The following are a few peculiarities of negation in English:

  • No.: The word “No.” (with capital letter and period, quoted or not quoted) in English is treated as an abbreviation. It is not treated as negation and is not treated as the end of a sentence. Lowercase “no.” is treated as negation and as a sentence ending.

  • Nor: The word “Nor” at the beginning of a sentence is not marked as negation. Within the body of a sentence the word “nor” is marked as negation.

  • No-one: The hyphenated word “no-one” is treated as a negation marker. Other hyphenated forms (for example, “no-where”) are not.

  • False negatives: Because formal negation depends on words, not context, occasional cases of false negatives may inevitably arise. For example, the sentences “There was no answer” and “The answer was no” are both flagged as negation.

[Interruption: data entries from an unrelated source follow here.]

PR #186, opened 2026-08-03
[v0.26.0] Upgrade GPU and NPU backends

jiangkuaixue123:
## Purpose

Upgrade the AFD GPU and NPU backends together from the vLLM 0.19.1 contract to vLLM 0.26.0.

This PR promotes the completed `update/v0.26.0` integration branch to `main` as one combined change. It brings together the GPU remote-experts refactor from #182 and the NPU runtime, PCP-removal, and DBO compatibility work from #183, #184, and #185.

## Issue

- Related PRs: #182, #183, #184, #185
- No issue is closed by this PR.

## Scope

- In scope:
  - Pin the plugin to vLLM 0.26.0 and refresh the lockfile.
  - Move the GPU DeepSeek MoE split to the remote-experts boundary while preserving the native model hierarchy.
  - Support both Attention-side and FFN-side gate placement, ordered P2P custom ops, CUDA Graph execution, and DBO paths on GPU.
  - Align the Ascend/NPU attention and FFN runners, forward context, fused-MoE selection, W8A8 force-load-balance path, and compatibility patches with vLLM/vLLM-Ascend 0.26 APIs.
  - Remove PCP-only model-runner-v1 paths that vLLM-Ascend 0.26 no longer supports.
  - Restore AFD NPU DBO and two-ubatch behavior while retaining the runtime communication backend.
  - Update focused unit coverage and design documentation for the new runtime contract.
- Out of scope:
  - Compatibility with vLLM 0.19.1; this is an intentional single-version upgrade.
  - GPU ModelRunner V2.
  - Quantized GPU MoE and EPLB validation.
  - NPU CAMAsync validation and a dedicated real-W8A8 force-load-balance E2E model.

## Implementation Notes

The GPU path keeps native `Model.forward`, `DecoderLayer.forward`, and `DeepseekV2MoE.forward`, and installs a parameter-free Attention experts proxy at the remote-experts boundary. Routed and shared experts remain owned by the FFN model runners, and the existing connector protocol is reused.

The NPU path rebases plugin-owned runners and isolated compatibility patches onto the v0.26 APIs. It removes stale PCP fields and hooks, refreshes the DeepSeek `FusedMoE` factory after plugin initialization, captures force-load-balance configuration during method construction, and preserves AFD DBO settings across Ascend platform validation.

## Test Plan

- Run the repository CPU-only CI on the combined PR.
- Retain the completed GPU eager, CUDA Graph, TP/EP, DP/EP, and DBO validation from #182.
[...]

PR #203, opened 2026-08-06
feat(npu): port token-balanced Async CAM MoE ubatching to vLLM 0.26

### LINKED ISSUE #149: [Feature]: Support token-based CAMAsync microbatch splitting for non-PCP DP+TP/SP topologies

ShwStone:
## Summary

This PR is the vLLM 0.26 counterpart of #180.

It implements the token-balanced Async CAM MoE ubatching requested by #149 on
top of the vLLM 0.26 architecture introduced by #186. This is a refactor, not
a mechanical rebase of the v0.19 implementation: the execution path follows
the vLLM 0.26 and vLLM-Ascend 0.26 forward-context, metadata-builder, and
sequence-parallel contracts.

The v0.19.1-specific implementation and its prior NPU validation remain in
#180, which targets `release/v0.19.1rc1`.

Closes #149.

## What changed

- Add request-boundary and token-balanced two-stage planning for NPU Async CAM
  MoE execution.
- Keep the stage planner independent of torch, vLLM, and the NPU runtime.
- Distinguish real scheduled tokens, parent-batch physical padding, and
  stage-local TP/SP padding.
- Isolate full-batch and per-stage Ascend attention metadata builders and their
  mutable metadata inputs/caches. This prevents one stage build from mutating
  another stage or the dense full-batch path.
- Use vLLM 0.26 `override_forward_context()` with shallow child contexts for
  stage attention execution.
- Convert full-batch FlashComm1/SP shards into stage-local shards and restore
  the parent layout after the MoE pipeline.
- For plain TP, shard replicated tokens only at the CAM boundary so every token
  is dispatched once, then restore the replicated model layout after FFN.
- Keep Attention and FFN topology validation independent. The primary small
  E2E topology is Attention DP3TP2 and FFN DP2TP1/EP2.
- Retain opt-in shape diagnostics through `AFD_ASYNC_MOE_LAYOUT_LOG=1`.
- Add a full 61-layer DeepSeek-V3.2 DP2TP8+EP16 NPU accuracy recipe and reserve
  20% device-memory headroom (`--gpu-memory-utilization 0.8`) on both roles.

No vLLM or vLLM-Ascend source-tree modification is required.

## Refactoring relative to #180

The v0.26 port removes plugin-owned layers that upstream v0.26 now makes
unnecessary:

- use vLLM's forward-context override instead of a custom mutation/rollback
  context manager;
- keep parent AFD connector metadata shared instead of cloning it per stage;
- keep real and physical stage extents in one immutable stage description;
- combine hidden-state and residual gather/restore operations when they share
  the same token layout;
- separate pure stage planning from NPU tensor-layout conversion without
  coupling either module to a model runner or connector.

## Supported v0.26 scope

- Ascend `CAMAsyncAFDConnector`;
- eager prefill and regular autoregressive decode execution;
- exactly two AFD-managed MoE stages;
- request and token split policies;
- FlashComm1/SP and plain-TP Attention layouts;
- Attention TP greater than one for token splitting;
- independently configured FFN TP/EP topology.

Explicitly unsupported:

- native vLLM DBO/ubatching with Async CAM;
- ACL graph execution;
- prefill or decode context parallelism;
- PCP on vLLM-Ascend 0.26 model runner v1;
- more than two Async CAM stages.

The legacy PCP behavior referenced by #149 remains version-specific to #180.

## Validation

Current-head local checks:

```bash
uv run --locked ruff check \
  afd_plugin/model_executor/models/npu/deepseek_v2_async_cam_forward.py \
  afd_plugin/v1/worker/npu/attention_model_runner.py
uv run --locked ruff format --check \
  afd_plugin/model_executor/models/npu/deepseek_v2_async_cam_forward.py \
  afd_plugin/v1/worker/npu/attention_model_runner.py
uv run --locked pytest -q \
  tests/unit/model_executor/models/test_forward_context.py \
  tests/unit/model_executor/test_async_cam_ubatching.py
bash -n \
  recipe/npu/CAMAsyncAFDConnector/deepseek_v3_2/v0_26_accuracy/attention_dp2tp8.sh \
  recipe/npu/CAMAsyncAFDConnector/deepseek_v3_2/v0_26_accuracy/ffn_ep16.sh
git diff --check
```

The focused CPU tests report 7 passed. The NPU runtime-only unit module is
skipped on the local non-NPU host.

NPU evidence is recorded at two distinct scopes:

- the DP3TP2 Attention + DP2TP1/EP2 FFN six-case matrix passed before the
  metadata-ownership fix;
- after the fix, the complete 61-layer DeepSeek-V3.2 DP2TP8+EP16 token-split
  deployment scored **97.5% GSM8K exact match (195/200)** on the fixed first
  200 samples.

The 200-sample result validates the corrected metadata path on the target full
model, but it is not a full-dataset accuracy claim. A post-fix rerun of the
six-case matrix and a full GSM8K evaluation remain follow-up validation. The
PR remains draft until the requested hardware matrix gate is closed.

Six-case matrix command:

```bash
AFD_NPU_ASYNC_CAM_RUN_DP3TP2=1 \
AFD_NPU_ASYNC_CAM_E2E_DEVICES=0,1,2,3,4,5,6,7 \
python -m pytest -svv \
  tests/e2e/accuracy/test_gsm8k_npu_async_cam.py::test_gsm8k_lm_eval_async_cam_dp3tp2_ep2
```

The matrix covers token/request/no-ubatch with Attention SP enabled and
disabled. The full-model launch and accuracy commands are documented in
`recipe/npu/CAMAsyncAFDConnector/deepseek_v3_2/v0_26_accuracy/README.md`.

## Review request

Review is requested in particular for:

1. real-token versus physical-padding semantics;
2. isolation of full-batch and stage metadata builders and mutable caches;
3. stage ForwardContext values used by MLA gather/unpad/reduce-scatter;
4. SP and plain-TP CAM boundary conversion;
5. two-stage dispatch/receive ordering;
6. compatibility with other vLLM-Ascend 0.26 changes.


jiangkuaixue123:
We should run an accuracy evaluation for this change, preferably on DeepSeek-V3.2 as well. A two-node setup can be used:

- Attention: DP2, TP8
- FFN: EP16

Please validate all layers with forced expert load balancing disabled.

tests/unit/model_executor/models/test_forward_context.py
```diff
@@ -7,10 +7,19 @@
 
 torch = pytest.importorskip("torch")
 pytest.importorskip("vllm")
+from vllm.forward_context import (  # noqa: E402
+    get_forward_context as get_current_forward_context,
```
jiangkuaixue123, line 12: **[blocker]** The diff removes ASYNC_MOE_UBATCH_METADATA_KEY and get_async_moe_ubatch_metadata_from_forward_context from afd_plugin/model_executor/models/forward_context.py and its __init__.py (they now live in models/npu/async_cam_layout.py). If tests/unit/model_executor/models/test_forward_context.py still imports these from afd_plugin.model_executor.models, the import fails at collection. Update the import to `from afd_plugin.model_executor.models.npu.async_cam_layout import ASYNC_MOE_UBATCH_METADATA_KEY, get_async_moe_ubatch_metadata_from_forward_context`.

Evidence: Grep showed models/__init__.py post-diff only exports get_afd_metadata_from_forward_context. Test file read showed lines 11-14 import both removed symbols from models. Diff archive confirms test_forward_context.py touched but imports unchanged.

docs/npu/CAM_ASYNC_CONNECTOR_USER_GUIDE.md
```diff
@@ -220,10 +252,12 @@ The CAM async v0.26 path was verified with:
 - the included `CAM_ascend910_93_openEuler_aarch64.run` installer;
```
jiangkuaixue123, line 252: **[minor]** The user guide (CAM_ASYNC_CONNECTOR_USER_GUIDE.md) now states the DP3TP2 NPU E2E matrix must pass before the v0.26 path is called hardware-validated, and the PR description confirms Ascend NPU E2E is not yet run. Before removing draft status, run `AFD_NPU_ASYNC_CAM_RUN_DP3TP2=1 AFD_NPU_ASYNC_CAM_E2E_DEVICES=0,1,2,3,4,5,6,7 pytest -svv tests/e2e/accuracy/test_gsm8k_npu_async_cam.py::test_gsm8k_lm_eval_async_cam_dp3tp2_ep2` and confirm the DP3TP2 x {request,token} x {SP on/off} cases meet the GSM8K threshold; the risk is shipping an unvalidated hardware path.

Evidence: diff at CAM_ASYNC_CONNECTOR_USER_GUIDE.md:252-260; PR description 'Not completed … Ascend NPU E2E validation'; execution_platforms.md:295 repeats requirement

afd_plugin/model_executor/npu/async_cam_ubatching.py
```diff
@@ -0,0 +1,122 @@
...
+        stage_bounds = (
+            (slice(0, split_request), 0, split_token),
+            (
+                slice(split_request, len(scheduled_tokens)),
+                split_token,
+                num_tokens,
+            ),
+        )
+    elif split == "token":
+        if tensor_parallel_size <= 1 or num_tokens < _ASYNC_MOE_STAGE_COUNT:
```
jiangkuaixue123, line 85: **[nit]** plan_async_moe_stages returns None in the token branch (async_cam_ubatching.py:82) when tensor_parallel_size <= 1 or num_tokens < _ASYNC_MOE_STAGE_COUNT, silently falling back to no ubatching. Add a docstring clause documenting the None fallback ('returns None when the batch cannot be split into two stages') so callers know the skip is intentional rather than an error.

Evidence: async_cam_ubatching.py:82–83 returns None for num_tokens < 2; test_async_cam_ubatching.py shows no single-token coverage

jiangkuaixue123 (changes requested):
**Scan:**
| Category | Result |
|---|---|
| Tests / verification | 4 finding(s) below |
| Docs / comments | 1 finding(s) below |
| Correctness | no finding reported |

**Validated:**
- [sweep] feature_validation.py:110 — checked new branch `if bool(parallel_config.enable_dbo) or bool(parallel_config.use_ubatching)`: both arms can occur (DBO-only, ubatch-only, both, neither); not dead.
- [sweep] feature_validation.py:147 — checked `if num_ubatches != ASYNC_MOE_NUM_STAGES`: branch occurs when config provides non-2 value; validated by test_npu_async_moe_ubatching_validation_rejects_unsupported_shape 'three-stages' case.
- [sweep] feature_validation.py:152 — checked `if split not in (ASYNC_MOE_REQUEST_SPLIT, ASYNC_MOE_TOKEN_SPLIT)`: branch occurs for unknown split strings; test does not show coverage for this exact ValueError.
- [sweep] feature_validation.py:159 — checked `if afd_config.is_ffn_server: return`: FFN role early-return skips attn_ranks_per_dp and context-parallel checks; logic correct for independent FFN topology but creates asymmetric validation—Attention rejects CP, FFN does not.
- [sweep] async_cam_ubatching.py:43–46 — checked `if not scheduled_tokens or any(token_count <= 0 for token_count in scheduled_tokens)`: both branches occur (empty list, nonpositive tokens); validated by test_stage_plan_rejects_nonpositive_token_counts.
- [sweep] async_cam_ubatching.py:50–54 — checked `if tensor_parallel_size <= 0`: branch occurs for invalid TP; raises ValueError; test does not show this exact case but constraint is reasonable.
- [sweep] async_cam_ubatching.py:99 — else branch for unknown split: raises ValueError; both token/request arms can occur, else is reachable for typos.
- [sweep] async_cam_layout.py:45–50 — AsyncMoeUbatchMetadata.__post_init__ validates num_stages matches attn_metadata length; both branches (empty, mismatch) can occur; raises ValueError correctly.

Verified 21 candidates against the diff and evidence pack. Kept two real blockers where the diff moves ASYNC_MOE_UBATCH_METADATA_KEY / get_async_moe_ubatch_metadata_from_forward_context out of forward_context.py and removes _use_async_moe_ubatch_forward_context, leaving touched-but-unupdated tests in test_forward_context.py that would break at import/reference (6, 7). Dropped eight candidates that directly contradict the diff or evidence (2 has a divisibility guard, 4 cites removed helpers, 5's runner builds the dataclass not a dict, 11/13/14 assert removals/updates the diff performs) or are already covered by the diff's own tests (16, 17, 20, 21). Deduplicated the shape[0] axis-0 assumption cluster (3 into 15) and demoted it to a documentation nit since the model-runner contract guarantees [tokens, hidden_size]. Remaining kept items are doc-consistency and coverage nits (8, 9, 10, 12, 15, 18) plus one minor NPU E2E verification reminder (19), all demoted below blocker because the author already flags the draft/validation status.

**Verdict:** REQUEST CHANGES

### Findings without a valid current diff anchor

These findings are preserved in the review body because their file/line could not be mapped to the fetched PR diff.

- `tests/unit/model_executor/models/test_forward_context.py:135` [blocker] — The diff removes the _use_async_moe_ubatch_forward_context context manager from deepseek_v2_async_cam_forward.py (imports switch from contextmanager/Iterator to copy + override_forward_context). If test_async_moe_ubatch_forward_context_restores_state in test_forward_context.py still references async_forward._use_async_moe_ubatch_forward_context, it raises AttributeError. Remove or rewrite the test to exercise the new copy(forward_context) + override_forward_context path. Evidence: Test file read showed lines 135-163 call async_forward._use_async_moe_ubatch_forward_context. Diff shows deepseek_v2_async_cam_forward.py removed the entire _use_async_moe_ubatch_forward_context context manager and replaced it with copy(forward_context) + override_forward_context. Grep of diff archive confirmed removal.
- `docs/design_zh/module/connector_contracts.md:77` [minor] — The diff updates docs/design/module/connector_contracts.md to describe async_moe_split as accepting request/token, and feature_validation.py now accepts both, but docs/design_zh/module/connector_contracts.md still reads '可选的请求边界流水线' (request-boundary only) and is not in the touched-files set. Update the Chinese translation to also mention token-balanced stages so the localized doc matches. Evidence: Read docs/design_zh/module/connector_contracts.md line 77 showing '可选的请求边界流水线'. Diff shows docs/design/module/connector_contracts.md:96 changed to 'request/token'. Grep confirmed Chinese doc not updated by this diff.

afd_plugin/model_executor/npu/async_cam_ubatching.py
ShwStone: Addressed in 7e2f3c3. The planner docstring now states that `None` means the selected policy cannot form two non-empty stages, and a single-token token-split case verifies this fallback. The dependency-free planner suite now reports 8 passed.

tests/unit/model_executor/models/test_forward_context.py
ShwStone: Fixed on the current head. `test_forward_context.py` now imports `ASYNC_MOE_UBATCH_METADATA_KEY` and `get_async_moe_ubatch_metadata_from_forward_context` directly from `models.npu.async_cam_layout`; the generic `models` namespace only exports AFD metadata. The updated CPU jobs and lint checks pass.

ShwStone:
Review follow-up on the current head (`7e2f3c3`):

- The stale `_use_async_moe_ubatch_forward_context` test has been removed. Its replacement, `test_async_moe_pipeline_preserves_stage_order`, exercises the current `copy(forward_context)` + `override_forward_context()` path, verifies stage metadata and padding, checks the two-stage send/receive order, and confirms the parent context is restored.
- The import blocker is fixed and its inline thread is resolved: NPU sidecar symbols are imported directly from `models.npu.async_cam_layout`.
- The planner `None` fallback is now documented and covered by a single-token test; that inline thread is resolved. The planner suite reports 8 passed.
- `docs/design_zh/module/connector_contracts.md` does not exist on the current `main` branch (nor elsewhere under `docs/`). The maintained English `docs/design/module/connector_contracts.md` is updated, so there is no current Chinese counterpart to synchronize.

Because negation operates on sentence units, it is important to know what iKnow does (and does not) consider a sentence. For details on how iKnow identifies a sentence, refer to the Logical Text Units Identified by iKnow section of the “Conceptual Overview” chapter.

Sentiment

A sentiment attribute flags a sentence as having either a positive or negative sentiment. Sentiment terms are highly dependent on the kind of texts being analyzed. For example, in a customer perception survey context the following terms might be flagged with a sentiment attribute:

  • The words “avoid”, “terrible”, “difficult”, “hated” convey a negative sentiment.

  • The words “attractive”, “simple”, ”self-evident”, “useful”, “improved” convey a positive sentiment.

Because sentiment terms are often specific to the nature of the source texts, iKnow does not automatically identify sentiment terms. You can flag individual words as having a positive sentiment or a negative sentiment attribute. By default, no words have a sentiment attribute. You can specify a sentiment attribute for specific words using the iKnow UserDictionary. Using the AddPositiveSentimentTerm() and AddNegativeSentimentTerm() methods, you can add a list of sentiment terms to a UserDictionary. When source texts are loaded into a domain, each appearance of these terms and the part of the sentence affected by it is flagged with the specified positive or negative sentiment marker.

For example, if “hated” is specified as having a negative sentiment attribute, and “amazing” is specified as having a positive sentiment attribute, when iKnow applies them to the sentence:

I hated the rain outside, but the running shoes were amazing.

Negative sentiment would affect “rain” and positive sentiment would affect “running shoes”.

Sentiment attributes are supported for the following languages: English, German, Portuguese, Russian, and Ukrainian. Sentiment attributes are not currently supported for Japanese.

Using Sentiment Attributes

Sentiment Analysis information can be used with the following methods:

You can specify a sentiment attribute ID using either the $$$IKATTSENPOSITIVE or $$$IKATTSENNEGATIVE macro, defined in the %IKPublic #Include file.